Fred Hampton (1948-1969)
In 1968, the Illinois Chapter of the 'Black Panther Party' piqued the FBI's radar, notably J Edgar Hoover. Its charismatic leader, Fred Hampton, was getting popular. He found a place in the hearts of the poor via the party's breakfast programme to feed the poor kids. Medical clinics were set up to meet their medical needs. He even tried to unite various fringe societies through his Rainbow coalition. Not only did he reached out to blacks, but his party also formed allegiances with Latino immigrants 'Young Lords', black gangs of Chicago and the group called 'Young Patriots', of poor white Confederate-supporting workers who came from the Southern states of the USA.

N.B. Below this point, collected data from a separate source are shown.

PR #1135, opened 2018-03-27
Feature/deim

### LINKED ISSUE #866: Support smart storage/replay of offline eim/deim data
@jbwahl @romainhild @cdaversin I have been thinking about a discussion with @jbwahl regarding storing matrices in DEIM. The issue is about having to rebuild the entire offline EIM data. storing matrices or vectors would help and avoid having to replay the entire algorithm.
However storing matrices is impractical(due to size), moreover in the case of vector and matrices we are dependent also on the partitioning.

There would be a way to achieve fast replay of EIM/DEIM by just storing the small relevant information to rebuild the vectors and matrices. the information would be the \mu_i
​​  to compute the basis (vectors or matrices or finite element fields) and the t_​i
​​  the points(and the geomap context). This should be sufficient to rebuild everything unless I am missing something but if I am missing something then we save it.

This is a good compromise because we store only very little information and we can just have an EIM/DEIM mode that takes these data and reconstruction the vectors/matrices/finite element fields
The information would be stored in a json data file as metadata for eim/deim

/cc @vincentchabannes

### LINKED ISSUE #925: Add support for DEIM
deim provides an algebraic version of eim

### LINKED ISSUE #974: Effective online phase for DEIM
- [x] Build a submesh from list of elements

- [x] Save submesh and reread it on sequential

- [x] Correspondance between dof and subspace dof

- [x] Add offline and online models in DEIM

### LINKED ISSUE #1047: DEIM : add option to store solutions on disk (NL problems)
When using multiple EIM/DEIM with NL problems, it could be interesting to store the problem solution on disk to be reread by the different algorithms.
Proposition of options : `deim.store-nl-solutions-on-disk` / `eim.store-nl-solutions-on-disk`

This will be done using the parameters as key via an hash function (for the file name). I propose to add the method `mu.key()` to the `ParameterSpace::Element` class

The directory for where the solution are written can be change via the option : `deim.store-on-disk-directory` with an common default name for EIM and DEIM.

If not written on disk the solutions are stored in memory during the greedy algorithm.

Any comments @prudhomm @romainhild @vincentchabannes

### LINKED ISSUE #1048: DEIM : add options to store Tensors during greedy
We need different option to store in memory the tensors during the greedy algorithm. 
This option has to be, by default, `true` for vector DEIM and `false` for matrix DEIM.

We have huge gain if we store all the assembled tensor in memory during greedy but this can be very costly for the matrix algorithm.

@prudhomm @romainhild

### LINKED ISSUE #1058: Deadlock in DEIM using linftyNorm for vectors
When runing DEIM test in the test suit (https://github.com/feelpp/feelpp/blob/feature/deim/testsuite/feelcrb/test_deim.cpp) we see a deadlock during the greedy algorithm of DEIM, if we use the `linftyNorm()` method on vectors.

Using another method as norm solve the problem. See https://github.com/feelpp/feelpp/blob/feature/deim/feel/feelcrb/deim.hpp#L531

DEIM is now fixed but the bug is not understood.
This bug only occurs when the option `deim.store-vectors` is set to `true`.
This bug only occurs with vectors and not with the matrix version of DEIM

@prudhomm @vincentchabannes

jbwahl:
- [x] Have you written Doxygen comments in your contribution?

-----

Last development in DEIM framework: 
- fix #1058, using `linftyNorm()`
- close #1048 : use options `--deim.store-vectors=true` and `--deim.store-matrices=true` to store tensors during DEIM/MDEIM greedy algorithm.
- close #1047 : during greedy algorithm, nl-solutions are written on disk if option `--deim.elements.write=true`. The storing directory can be specified using `--deim.elements.directory=<path>`. This directory is cleaned after greedy if options `--deim.elements.clean-directory=true`
- close  #974: we now have an interpolation model for the online phase. Also work for composite spaces, thanks to the new class : `TwoSpacesMap` which provides a map between a parallel space and a sequential space (on a submesh). see d29c7f0551ad760ec73b35789e272b2ac3c7eb85
- close #866 : DEIM can be reloaded from database. The tensors are not stored but rebuilt from saved value of mu_m.
- close #925 : DEIM is now fully operational


jbwahl:
@romainhild @vincentchabannes I am done with that feature. 
If everything is ok for both of you, we can merge.

jbwahl:
This merge will close #925 and close #974

prudhomm:
@jbwahl  could you edit the description and add the list of issues this PR is dealing with ?
thanks in advance

jbwahl:
@prudhomm is description ok for you ?

jbwahl:
@prudhomm all good here. Ready to merge.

It was a time when Chicago was easily the most divided cities in the world. Police brutality was rife, and the mayor's support base was uneasy with the migration of poor blacks, Latinos and even 'white trash' into their neighbourhood. However, cooperation between these newcomers and the scream of political revolutions did not augur well for the local white population who had lived there for generations.

With the FBI's cooperation, the Chicago police planted a mole in the Black Panthers Party to monitor the party's activities and subsequently kill Fred Hampton. This movie is the story of the whole operation through the eyes of the police informant, William O'Neal.

Fred Hampton is portrayed like Jesus, the Messiah, the revolutionary who united a motley crew of marginalised people against a mighty but despotic Roman regime. But, unfortunately, Pontius Pilate and his sycophants saw Christ as a troublemaker instead. And Judas, like O'Neal, doublecrossed Jesus by being a follower for a meagre sum of money. Like Judas too, in the latter part of his life, O'Neal is said to have committed suicide for the sell-out. This, he is said to have done after his 'bare-it-all interview with the PBS channel. Others like to believe the 'accident' was 'arranged' by the FBI for his exposé.

The issues, all the while, have been the same by all movements - demand for good education, decent housing, adequate medical coverage, fair trials and an end to police brutality. It is pretty much the same ring even today.


Note the Confederate flag and Black Panther logo in the background on the same platform. 
One screams of White Supremacy and the other of Black Consciousness.
[When black, white and brown banded together to make life better for communities in need via 
The Rainbow Coalition, the power elite got so frightened, they had to kill it.]